Women, as health workers, are also in a special situation concerning work overload as most of the time they are taking care not only of their full-time jobs, but also of a large share of housework. Often nurses and hospital helpers are found in precarious forms of employment.
Most women have few choices as to where they can work. They end up doing work that can be heavy, dirty, monotonous, low paid and which involves long hours of work with no access to health services. This is particularly the case of those working in the informal sector where women represent a great proportion.(5) Women are caught in a vicious circle whereby the majority lack opportunities for education or have few qualifications, especially those from the lower economic levels.
Women workers' health and human variability
Working conditions and the working environment are sources of health hazards for both men and women. In general terms there is no great difference between men's and women's biological response to physical, biological or chemical hazards. The average strength of men is not so different from that of women, some women can be even stronger than men.(6)
Gender-based criteria for the division of work are supported by traditional cultural assumptions. The approach to women's health is based on a biomedical model(7) and conventional postulates on health and human capabilities. Consequently, very little attention has been paid to the social or environmental aspects of women's ill health.
Health hazards of women workers have been traditionally under-estimated because occupational safety and health standards and exposure limits to hazardous substances are based on male populations and laboratory tests.(8)
When sex differences have been explored, the focus has been on the physical differences between the male and female reproductive systems, or on assumed differences between men's and women's psychology. Only in the last 15 years gender-oriented research on health aspects has been developed demonstrating that differences among working populations are mainly based on individual human variability rather than on biological differences between sexes.(9)

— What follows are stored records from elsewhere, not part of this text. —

PR #2587, opened 2023-08-01
JWT Bearer Login for CLI 

jamestouri:
Ran 

```
ts-node ~/Developer/medplum/packages/cli/src/index.ts login -p the-bearer \ 
--auth-type jwt-bearer \
--client-id {{HEALTH_GORILLA_CLIENT}} \ 
--client-secret {{HEALTH_GORILLA_SECRET}} \
--base-url "https://sandbox.healthgorilla.com/" \
--audience "oauth/token" \
--token-url "/oauth/token" \ 
--subject {{HEALTH_GORILLA_SUBJECT}} \
--issuer {{HEALTH_GORILLA_CLIENT_URI }}
```
Returned and stored access token

Documentation:
Screenshot 2023-08-01 at 10 07 02 AM
Screenshot 2023-08-01 at 10 06 48 AM

### DIFF
--- a/packages/cli/src/auth.ts
+++ b/packages/cli/src/auth.ts
@@ -1,9 +1,13 @@
-import { ContentType, getDisplayString, MedplumClient, normalizeErrorString } from '@medplum/core';
+import { ContentType, MedplumClient, encodeBase64, getDisplayString, normalizeErrorString } from '@medplum/core';
 import { exec } from 'child_process';
 import { createServer } from 'http';
 import { platform } from 'os';
 import { createMedplumClient } from './util/client';
 import { createMedplumCommand } from './util/command';
+import { Profile, createProfile, getProfileOptions } from './utils';
+import { FileSystemStorage } from './storage';
+import { ClientApplication } from '@medplum/fhirtypes';
+import { createHmac } from 'crypto';
 
 const clientId = 'medplum-cli';
 const redirectUri = 'http://localhost:9615';
@@ -12,12 +16,17 @@ export const login = createMedplumCommand('login');
 export const whoami = createMedplumCommand('whoami');
 
 login.action(async (options) => {
-  const medplum = await createMedplumClient(options);
+  if (!isThereExistingProfileName(options.profile)) {
+    console.log(`Creating new profile...`);
+    createProfile(options.profile, options);
+  }
   if (options.authType === 'basic') {
     console.log('Basic authentication does not require login');
     return;
   }
-  await startLogin(medplum);
+  const medplum = await createMedplumClient(options);
+  const profile = getProfileOptions(options.profile);
+  await startLogin(medplum, profile);
 });
 
 whoami.action(async (options) => {
@@ -25,15 +34,19 @@ whoami.action(async (options) => {
   printMe(medplum);
 });
 
-async function startLogin(medplum: MedplumClient): Promise<void> {
-  await startWebServer(medplum);
-  const loginUrl = new URL(medplum.getAuthorizeUrl());
-  loginUrl.searchParams.set('client_id', clientId);
-  loginUrl.searchParams.set('redirect_uri', redirectUri);
-  loginUrl.searchParams.set('scope', 'openid');
-  loginUrl.searchParams.set('response_type', 'code');
-  loginUrl.searchParams.set('prompt', 'login');
-  await openBrowser(loginUrl.toString());
+async function startLogin(medplum: MedplumClient, profile: Profile): Promise<void> {
+  if (!profile?.authType) {
+    await medplumAuthorizationCodeLogin(medplum);
+    return;
+  }
+  if (profile.authType === 'jwt-bearer') {
+    if (!profile.clientId || !profile.clientSecret) {
+      throw new Error('Missing values, make sure to add --client-id, --assertion, --scope for JWT login');
+    }
+    console.log('Starting JWT login...');
+    const clientApplication = await createClient(medplum, profile);
+    await jwtBearerLogin(medplum, profile, clientApplication);
+  }
 }
 
 async function startWebServer(medplum: MedplumClient): Promise<void> {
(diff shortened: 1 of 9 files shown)


packages/cli/src/util/command.ts
```diff
@@ -8,7 +8,13 @@ export function createMedplumCommand(name: string): Command {
...
-    .option('-p, --profile <profile>', 'Profile name')
+    .option('--scope <scope>', 'JWT scope')
+    .option('--access-token <accessToken>', 'Access token for token exchange authentication')
+    .option('--callback-url <callbackUrl>', 'Callback URL for authorization code flow')
+    .option('--subject <subject>', 'Subject for JWT authentication')
+    .option('--audience <audience>', 'Audience for JWT authentication')
+    .option('--issuer, <issuer>', 'Issuer for JWT authentication')
+    .option('-p, --profile <name>', 'Profile name')
     .addOption(
       new Option('--auth-type <authType>', 'Type of authentication').choices([
```
jamestouri, line 19: Perhaps change this from 'jwt-bearer' to 'health-gorilla'?

packages/cli/src/auth.ts
```diff
@@ -97,3 +111,64 @@ function printMe(medplum: MedplumClient): void {
...
+  const loginUrl = new URL(medplum.getAuthorizeUrl());
+  loginUrl.searchParams.set('client_id', clientId);
+  loginUrl.searchParams.set('redirect_uri', redirectUri);
+  loginUrl.searchParams.set('scope', 'openid');
+  loginUrl.searchParams.set('response_type', 'code');
+  loginUrl.searchParams.set('prompt', 'login');
+  await openBrowser(loginUrl.toString());
+}
+
+function isThereExistingProfileName(profileName?: string): boolean {
```
codyebberson, line 126: Let's use `profileExists` rather than `isThereExistingProfileName`

How is that different than `checkForProfile` in `packages\cli\src\util\client.ts`?

When creating util methods, we should make sure they are tight, single purpose, and clearly named.  We've been evolving these utils, and it may make sense to step back and come up with a clear set of helpers:

* `loadProfile` or `readProfile`
* `saveProfile` or `writeProfile`
* `profileExists`

It looks like you cleaned up most cases where we're calling `new FileSystemStorage(profileName)` (good!), but maybe not all?

packages/cli/src/util/client.ts
```diff
@@ -1,7 +1,11 @@
 import { MedplumClient, MedplumClientOptions } from '@medplum/core';
 import { FileSystemStorage } from '../storage';
+import { Profile } from '../utils';
 
-export async function createMedplumClient(options: MedplumClientOptions): Promise<MedplumClient> {
+export async function createMedplumClient(
+  options: MedplumClientOptions,
+  profileObject?: Profile
```
codyebberson, line 7: We should not use `Object` as a variable name suffix.  Let's just call this `profile?: Profile`

packages/cli/src/profile-auth.test.ts
```diff
@@ -0,0 +1,127 @@
...
+    callback();
+  }),
+}));
+
+const testHomeDir = mkdtempSync(__dirname + sep + 'storage-');
+
+const originalWindow = globalThis.window;
+
+describe('Profiles Auth', () => {
+  beforeEach(async () => {
```
codyebberson, line 27: Delete empty block

packages/cli/src/utils.ts
```diff
@@ -192,3 +210,15 @@ export function getCodeContentType(filename: string): string {
   }
   return ContentType.TEXT;
 }
+
+export function createProfile(profileName: string, options: any): void {
```
codyebberson, line 214: See comment above - let's use consistent naming strategy here with `saveProfile` or `writeProfile`

Also, let's use the `Profile` type rather than `any`

packages/cli/src/utils.ts
```diff
@@ -192,3 +210,15 @@ export function getCodeContentType(filename: string): string {
...
+  const storage = new FileSystemStorage(profileName);
+  const optionsObject = { name: profileName, ...options };
+  storage.setObject('options', optionsObject);
+  console.log(`${profileName} profile created`);
+}
+
+export function getProfileOptions(profileName: string): any {
```
codyebberson, line 221: See comment above - let's use consistent naming strategy here with `loadProfile` or `readProfile`

Also, let's use the `Profile` for return type rather than `any`

packages/cli/src/util/command.ts
codyebberson: I'd like to avoid that unless we're absolutely convinced that this only works for health gorilla.

packages/cli/src/util/client.ts
```diff
@@ -1,7 +1,11 @@
...
+): Promise<MedplumClient> {
   const profile = options.profile ?? 'default';
```
codyebberson, line 9: This seems high risk of tying us in knots, because we have 2 separate arguments that specify profile, and it's not clear which one we're using.

I think we should probably be clear here whether we're using the `profile` argument or `options.profile`.

My recommendation would be something like this:

```ts

if (!profile) {
    profile = loadProfile(options.profile ?? 'default'); // or getProfile or readProfile or whatever
}
```

packages/cli/src/util/client.ts
```diff
@@ -25,7 +29,7 @@ export async function createMedplumClient(options: MedplumClientOptions): Promis
     medplumClient.setAccessToken(accessToken);
   }
 
-  if (clientId && clientSecret) {
+  if (clientId && clientSecret && !(profileObject?.authType === 'jwt-bearer')) {
```
codyebberson, line 32: This block was always a kludge.  It's incorrect.

I think the original intent was for it to be `profile.authType === 'client_credentials'`

jamestouri: I think it's still needed for basic so I changed the conditional to include an `else if profile.authType` === 'basic' 

I also changed client.test.ts `'setBasicAuth and startClientLogin'` to add a profile with an auth type of client_credentials

packages/cli/src/auth.ts
```diff
@@ -97,3 +113,51 @@ function printMe(medplum: MedplumClient): void {
...
+  formBody.set('grant_type', 'urn:ietf:params:oauth:grant-type:jwt-bearer');
+  formBody.set('client_id', profile.clientId as string);
+  formBody.set('assertion', signedToken);
+  formBody.set('scope', profile.scope ?? '');
+
+  const res = await medplum.post(profile.tokenUrl as string, formBody.toString(), 'application/x-www-form-urlencoded', {
+    credentials: 'include',
+  });
+
+  const obj = await JSON.parse(res);
```
codyebberson, line 161: Is this necessary?  `res` should be a JSON object already.

codyebberson (approved):
Nice, thanks @jamestouri .  One minor question on the result of `medplum.post`, otherwise lgtm 👍

packages/cli/src/auth.ts
jamestouri: I ran `console.log(typeof res)` and it returned string, and the active login will be empty without `JSON.parse(res)`

Here's the output without JSON.parse()

```
string
{"access_token":"{ACCESS_TOKEN}","scope":"create_users,place_orders,patient360,user/*.*","token_type":"Bearer","expires_in":604800,"hg_rest_api_version":"04-01-2023"}
```

Issue #2581, opened 2023-07-31
Allow uploading StructureDefinition resources for profile validation


mattwiller:
Enable users to upload their own `StructureDefinition` resources for use in validation.  This will require removing the [hardcoded block](https://github.com/medplum/medplum/blob/7fb02b94b3fb052da22d5b892ff0e951d11b1912/packages/core/src/access.ts#L59-L61) on writing `StructureDefinition` resources, but we will need to differentiate between user-uploaded profiles and resources comprising the base FHIR spec.  Currently, the base spec resources must be present in the database to support [dynamically loading resource type schema](https://github.com/medplum/medplum/blob/7fb02b94b3fb052da22d5b892ff0e951d11b1912/packages/core/src/client.ts#L1414) on the client side.  These resources must be protected from modification, while any other `StructureDefinition` should be writeable.

reshmakh:
Tagging here for recordkeeping https://github.com/medplum/medplum/discussions/2006

mattwiller:
Resolved by #2591

PR #2591, opened 2023-08-01
Move "public" resources into R4 Project

mattwiller:
Creates a special Project for holding the base R4 FHIR specification conformance resources.  The goal is to allow inclusion of those resources into other projects effectively via reference, so the hundreds of `StructureDefinition` and other resources do not live in each Project separately.  This change includes:
- Creation of an R4 project with a well-known ID (the V5 UUID generated for name "R4" under the [Nil UUID](https://datatracker.ietf.org/doc/html/rfc4122#section-4.1.7) namespace
- A database migration to move all "orphan" resources into the R4 project at server startup
- Updates to the seed script to create spec definition resources in the R4 project at first server startup
- Login in the `Repository` to add the R4 `Project` compartment to all DB read queries; blocking all writes across project boundaries

Related to #2581


reshmakh:
Discussed - test in staging.  @mattwiller @codyebberson

packages/server/src/fhir/operations/export.ts
```diff
@@ -113,12 +113,14 @@ function getResourceTypesByExportLevel(exportLevel: string): ResourceType[] {
   return getResourceTypes();
 }
 
+const unexportedResourceTypes = ['CodeSystem', 'SearchParameter', 'StructureDefinition', 'ValueSet'];
+
 function canBeExported(resourceType: string): boolean {
   if (resourceType === 'BulkDataExport') {
```
codyebberson, line 119: Now that we're introducing `unexportedResourceTypes`, should we move the `BulkDataExport` into that?

Then this method becomes `return !protectedResourcesTypes.includes(resourceType) && !unexportedResourceTypes.includes(resourceType)`

packages/server/src/migrations/v48.ts
```diff
@@ -0,0 +1,30 @@
...
+  });
+  await moveOrphanResourcesIntoProject('StructureDefinition', r4ProjectId, client);
+  await moveOrphanResourcesIntoProject('SearchParameter', r4ProjectId, client);
+  await moveOrphanResourcesIntoProject('ValueSet', r4ProjectId, client);
+}
+
+const updateQuery = `UPDATE "__TABLE__" SET
+    "projectId" = $1::UUID,
+    compartments = ARRAY[$1]::UUID[],
+    content = jsonb_set(content::jsonb, '{meta, project}'::text[], to_jsonb($1), true)
```
codyebberson, line 25: Clever

codyebberson (approved):
Nice, this looks good.

I'll deploy to staging when I get a chance.  Assuming that looks good, then this is good-to-go 👍

packages/server/src/migrations/v48.ts
mattwiller: 😅

codyebberson:
Staging deploy failed:

image

Does the migration handle the case where the `Project` is deleted, and the `content` column is empty?

packages/server/src/migrations/v48.ts
```diff
@@ -0,0 +1,30 @@
...
+  WHERE
+    "projectId" IS NULL OR "projectId" = $1`;
```
codyebberson, line 27: Might need to add `AND "content"<>''`

codyebberson (approved):

PR #2594, opened 2023-08-01
Combine Publish and Sync Repos

jamestouri:


.github/workflows/publish-and-sync-repos.yml
```diff
@@ -1,11 +1,12 @@
...
 # Based on: https://docs.github.com/en/actions/publishing-packages/publishing-nodejs-packages
 on:
   push:
-    tags:
-      - 'v*'
+    branches: [main]
+
 jobs:
   build:
+    if: github.event_name == 'push' && startsWith(github.ref, 'refs/tags/v')
```
jamestouri, line 9: Added conditional for the publish script to only run on tags with v

.github/workflows/publish-and-sync-repos.yml
```diff
@@ -1,11 +1,12 @@
-name: Publish
+name: Publish and Sync Repos
 # Based on: https://docs.github.com/en/actions/publishing-packages/publishing-nodejs-packages
 on:
   push:
-    tags:
-      - 'v*'
+    branches: [main]
```
jamestouri, line 5: This will trigger all merges to main, below I added a conditional for publish based on the v tag

.github/workflows/publish-and-sync-repos.yml
```diff
@@ -1,11 +1,12 @@
-name: Publish
+name: Publish and Sync Repos
```
codyebberson, line 1: Let's keep the filename `publish.yml` and the original title.  This can all fall under the umbrella of "Publish"

.github/workflows/publish-and-sync-repos.yml
```diff
@@ -1,11 +1,12 @@
...
 # Based on: https://docs.github.com/en/actions/publishing-packages/publishing-nodejs-packages
 on:
   push:
-    tags:
```
codyebberson, line 5: Let's keep this as is?

I think the goal is that we publish and sync repos at the same time on the same cadence.

.github/workflows/publish-and-sync-repos.yml
codyebberson, line 9: You can then remove this line

.github/workflows/publish-and-sync-repos.yml
```diff
@@ -39,3 +40,29 @@ jobs:
         run: ./scripts/publish.sh
         env:
           NODE_AUTH_TOKEN: ${{ secrets.NPM_TOKEN }}
+          
+  check_changes_and_update_repos:
+    if: github.event_name == 'push' && github.ref == 'refs/heads/main'
```
codyebberson, line 45: You can then remove this line

.github/workflows/publish-and-sync-repos.yml
```diff
@@ -39,3 +40,29 @@ jobs:
...
+    name: Code Changes
+    runs-on: ubuntu-latest
+    permissions:
+      actions: read
+      contents: write
+      pull-requests: write
+    steps:
+      - name: Checkout repository
+        uses: actions/checkout@v3
```
codyebberson, line 54: If we combine this into the same `steps`, then you won't need to re-checkout.

.github/workflows/publish-and-sync-repos.yml
```diff
@@ -39,3 +40,29 @@ jobs:
...
+        with:
+          fetch-depth: 0
+      - name: Set script permissions
+        run: |
+          chmod +x ./scripts/check-changes.sh
```
codyebberson, line 59: We should fix this in the git repo.

https://stackoverflow.com/questions/40978921/how-to-add-chmod-permissions-to-file-in-git

.github/workflows/publish.yml
```diff
@@ -3,17 +3,25 @@ name: Publish
 on:
   push:
     tags:
-      - 'v*'
+      - "v*"
```
codyebberson, line 6: Let's sync to make sure your prettier is setup properly.  If you run code formatter in VS Code, it should change this back to single quotes and remove the blank lines.

.github/workflows/publish.yml
```diff
@@ -3,17 +3,25 @@ name: Publish
...
 jobs:
-  build:
-    name: Build
+  build_and_check:
```
codyebberson, line 8: We should probably name this `publish`.  It was incorrect when i called it `build`.

.github/workflows/publish.yml
```diff
@@ -35,7 +45,18 @@ jobs:
           MEDPLUM_REGISTER_ENABLED: '__MEDPLUM_REGISTER_ENABLED__'
           GOOGLE_CLIENT_ID: '__GOOGLE_CLIENT_ID__'
           RECAPTCHA_SITE_KEY: '__RECAPTCHA_SITE_KEY__'
+
       - name: Publish
         run: ./scripts/publish.sh
         env:
           NODE_AUTH_TOKEN: ${{ secrets.NPM_TOKEN }}
+
+      - name: Check for changes in specified path
```
codyebberson, line 54: Let's keep these names tighter.  `Check for changes`

.github/workflows/publish.yml
```diff
@@ -35,7 +45,18 @@ jobs:
...
+        id: check_changes
+        run: |
+          echo "changed_paths=$(./scripts/check-changes.sh ${{ github.event.before }} ${{ github.event.after }})" >> $GITHUB_ENV
+
+      - name: Update listening repos, create PR, and clean up
```
codyebberson, line 59: `Sync example repos`

codyebberson (approved):

PR #3026, opened 2023-10-12
Test against multiple Postgres versions

mattwiller:


ThatOneBro (approved):

codyebberson (changes requested):
Later in `build.yml`, there are a bunch of checks like this:

```
if: github.repository == 'medplum/medplum' && github.ref == 'refs/heads/main' && matrix.node-version == '18.x'
```

The reason is that matrix strategies will end up duplicating the number of times we go through the deploy steps.

We need to do something similar for `matrix.pg-version == 'x'`

Rather than duplicating the checks over and over, it might make sense to establish a temp variable.  I don't know enough about Github Actions YAML to know if that's easy or hard.

codyebberson:
Don't worry about this:

image

Once the build name strings stabilize, we can update the repo settings for "expected checks".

The differential response of women to health hazards is essentially due to the various work-related risks that women face according to the specific type of work they do and on the multiple roles they have in society.
Segregation by occupation leads to exposure to particular occupational health and safety hazards. The type of health risks women face are associated with their specific working conditions. Certain health disorders are related to occupations or industries which employ large numbers of women workers. For example, a high proportion of back injuries of women working in the health sector is related to the nature of the work and the concentration of women workers in nursing.
Due to the multiple roles they have in society, women workers have special needs concerning nutrition, lifestyle and reproductive health. Women have a dual reproductive and economic role as unpaid workers at home and in the fields, and as paid workers outside the household. A woman works an average of one to three hours per day longer than a man in the same society.(10)
Many women suffer from excessively long hours of work and they usually have to do the predominant share of the housework as well. Special health problems can arise from this situation including stress, chronic fatigue, premature aging and other psycho-social and health effects.
Ergonomic factors and human variability
Manual handling injuries represent one of the main source of back injury and musculoskeletal disorders for workers. In the 1960s the maximum permissible load to be carried by a woman was suggested to be fixed between 15 and 20 kgs which was approximately half of the recommended limit for male workers. These specifications are still used in the legislation of a number of countries. However, it is not clear based on which scientific assumption it was decided that the maximum permissible load for women should be half of that established for male workers. The presumption may have been based on the perceived weakness of women at the time. Later studies which estimated the predicted limits for lifting and carrying in female and male working populations, based on anthropometric data(11) of white Anglo-Saxon workers, have shown that the capacity range for both groups was very similar.(12)
Mechanical equipment injuries account for a high proportion of all work-related injuries in all occupations. The design of machinery and equipment has demonstrated to be a major cause of injury when is not conceived or not used properly, particularly in the manufacturing industry. In the design of equipment and tools the anthropometric data used do not always reflect the characteristics of the working population who will use it. Most of the personal protective equipment and tools used worldwide are designed based on male populations from Germany and the United States. Significant variability exists among these two working populations and those from other countries, this means that many workers cannot perform their duties adequately. Women workers and those workers who are not in the upper levels of height and weight, as for example Asian workers, are therefore not properly equipped for their protection.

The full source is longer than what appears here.